PR #1986, opened 2024-07-25
SNOW-1489371: Implement GroupBy.value_counts

sfc-gh-joshi:

   

   Fixes SNOW-1489371

This PR adds support for GroupBy.value_counts, accepting all parameters except `bin`, which we do not support for DataFrame/Series.value_counts.

Upstream modin defaults to pandas for both DataFrameGroupBy/SeriesGroupBy.value_counts, so some of these changes should be eventually upstreamed.

pandas has different behavior than what might be expected from documentation; this PR tries to align with existing behavior as much as possible. This is documented in this pandas issue: https://github.com/pandas-dev/pandas/issues/59307

1. When `normalize=True`, pandas sorts by the pre-normalization counts, leading to counterintuitive results. This only matters when `groupby` is called with `sort=False` and `value_counts` with `sort=True`. See test cases for an example.
2. pandas does not always respect the original order of data, depending on the configuration of sort flags in `groupby` and the `value_counts` call itself. The behaviors are as follows (copied from query compiler comments):
```
# pandas currently provides the following behaviors based on the different sort flags.
# These behaviors are not entirely consistent with documentation; see this issue for discussion:
# https://github.com/pandas-dev/pandas/issues/59307
#
# Example data (using pandas 2.2.1 behavior):
# >>> df = pd.DataFrame({"X": ["B", "A", "A", "B", "B", "B"], "Y": [4, 1, 3, -2, -1, -1]})
#
# 1. groupby(sort=True).value_counts(sort=True)
#   Sort on non-grouping columns, then sort on frequencies, then sort on grouping columns.
# >>> df.groupby("X", sort=True).value_counts(sort=True)
# X  Y
# A   1    1
#     3    1
# B  -1    2
#    -2    1
#     4    1
# Name: count, dtype: int64
#
# 2. groupby(sort=True).value_counts(sort=False)
#   Sort on non-grouping columns, then sort on grouping columns.
# >>> df.groupby("X", sort=True).value_counts(sort=True)
# X  Y
# X  Y
# A   1    1
#     3    1
# B  -2    1
#    -1    2
#     4    1
# Name: count, dtype: int64
#
# 3. groupby(sort=False).value_counts(sort=True)
#   Sort on frequencies.
# >>> df.groupby("X", sort=False).value_counts(sort=True)
# X  Y
# B  -1    2
#     4    1
# A   1    1
#     3    1
# B  -2    1
# Name: count, dtype: int64
#
# 4. groupby(sort=False).value_counts(sort=False)
#   Sort on nothing (entries match the order of the original frame).
# X  Y
# B   4    1
# A   1    1
#     3    1
# B  -2    1
#    -1    2
# Name: count, dtype: int64
#
# Lastly, when `normalize` is set with groupby(sort=False).value_counts(sort=True, normalize=True),
# pandas will sort by the pre-normalization counts rather than the resulting proportions. As this
# is an uncommon edge case, we cannot handle this using existing QC methods efficiently, so we just
# update our testing code to account for this.
# See comment 
```


docs/source/modin/supported/groupby_supported.rst
```diff
@@ -166,7 +166,7 @@ Computations/descriptive stats
 +-----------------------------+---------------------------------+----------------------------------------------------+
 | ``take``                    | N                               |                                                    |
 +-----------------------------+---------------------------------+----------------------------------------------------+
-| ``value_counts``            | N                               |                                                    |
+| ``value_counts``            | P                               | SeriesGroupBy does not implement ``bins``          |
```
sfc-gh-azhan, line 169:
```suggestion
| ``value_counts``            | P                               | ``N`` if ``bins`` is given for SeriesGroupBy          |
```

CHANGELOG.md
```diff
@@ -76,6 +76,7 @@
 - Added support for `Index.is_boolean`, `Index.is_integer`, `Index.is_floating`, `Index.is_numeric`, and `Index.is_object`.
 - Added support for `DatetimeIndex.round`, `DatetimeIndex.floor` and `DatetimeIndex.ceil`.
 - Added support for `Series.dt.days_in_month` and `Series.dt.daysinmonth`.
+- Added support for `DataFrameGroupBy.value_counts` and `SeriesGroupBy.value_counts`.
```
sfc-gh-azhan, line 79: I found we have a `value_counts` method in general.py, do you support that too?

sfc-gh-joshi: I'm not sure why we don't support the general.py method actually, since that uses the existing `Series.value_counts` implementation. Looking at the comments in our code + the pandas website, it seems like `pd.value_counts` is actually undocumented: https://pandas.pydata.org/docs/reference/general_functions.html

It should be simple to implement, but I'll leave that for a separate PR.

sfc-gh-azhan: SG. Let's do it then.

sfc-gh-azhan (approved):

src/snowflake/snowpark/modin/pandas/groupby.py
```diff
@@ -188,13 +189,28 @@ def sem(self, ddof=1):
...
+            by=self._by,
+            axis=self._axis,
+            groupby_kwargs=self._kwargs,
+            subset=subset,
+            normalize=normalize,
+            sort=sort,
+            ascending=ascending,
+            dropna=dropna,
+        )
+        if self._as_index:
```
sfc-gh-vbudati, line 208: what sets `_as_index`?

src/snowflake/snowpark/modin/plugin/docstrings/groupby.py
```diff
@@ -203,7 +203,101 @@ def sem():
...
+            Don't include counts of rows that contain NA values.
+
+        Returns
+        -------
+        :class:`~snowflake.snowpark.modin.pandas.Series` or :class:`~snowflake.snowpark.modin.pandas.DataFrame`
+            Series if the groupby as_index is True, otherwise DataFrame.
+
+        Notes
+        -----
+        - If the groupby as_index is True then the returned Series will have a MultiIndex with one level per input column.
```
sfc-gh-vbudati, line 233: Add a note about this stuff as well:
```
Lastly, when `normalize` is set with groupby(sort=False).value_counts(sort=True, normalize=True),
# pandas will sort by the pre-normalization counts rather than the resulting proportions. This
# is an uncommon edge case and we cannot handle this using existing QC methods efficiently
```
and also mentioning the github issue would be useful I think

sfc-gh-vbudati (commented):
Great work, Jonathan! This seems like a monstrous task, thank you for having such detailed documentation about it. I left a couple comments and I think it's good to merge after.

src/snowflake/snowpark/modin/plugin/docstrings/groupby.py
sfc-gh-joshi: Good call, I added this to the docstring.

src/snowflake/snowpark/modin/pandas/groupby.py
sfc-gh-joshi: It's a property on the GroupBy frontend object ([here](https://github.com/snowflakedb/snowpark-python/blob/4bcd987af779e9281ff4b5bbdd37de32911ae299/src/snowflake/snowpark/modin/pandas/groupby.py#L1085)), which reads a kwarg set in GroupBy's constructor ([here](https://github.com/snowflakedb/snowpark-python/blob/4bcd987af779e9281ff4b5bbdd37de32911ae299/src/snowflake/snowpark/modin/pandas/groupby.py#L119-L124)).

sfc-gh-vbudati (approved):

# # #

• YOUR INSTRUCTIONS: Copy each line of the preceding data that contains the string "general".

• RESULT FOR THIS EXERCISE:
sfc-gh-azhan, line 79: I found we have a `value_counts` method in general.py, do you support that too?
sfc-gh-joshi: I'm not sure why we don't support the general.py method actually, since that uses the existing `Series.value_counts` implementation. Looking at the comments in our code + the pandas website, it seems like `pd.value_counts` is actually undocumented: https://pandas.pydata.org/docs/reference/general_functions.html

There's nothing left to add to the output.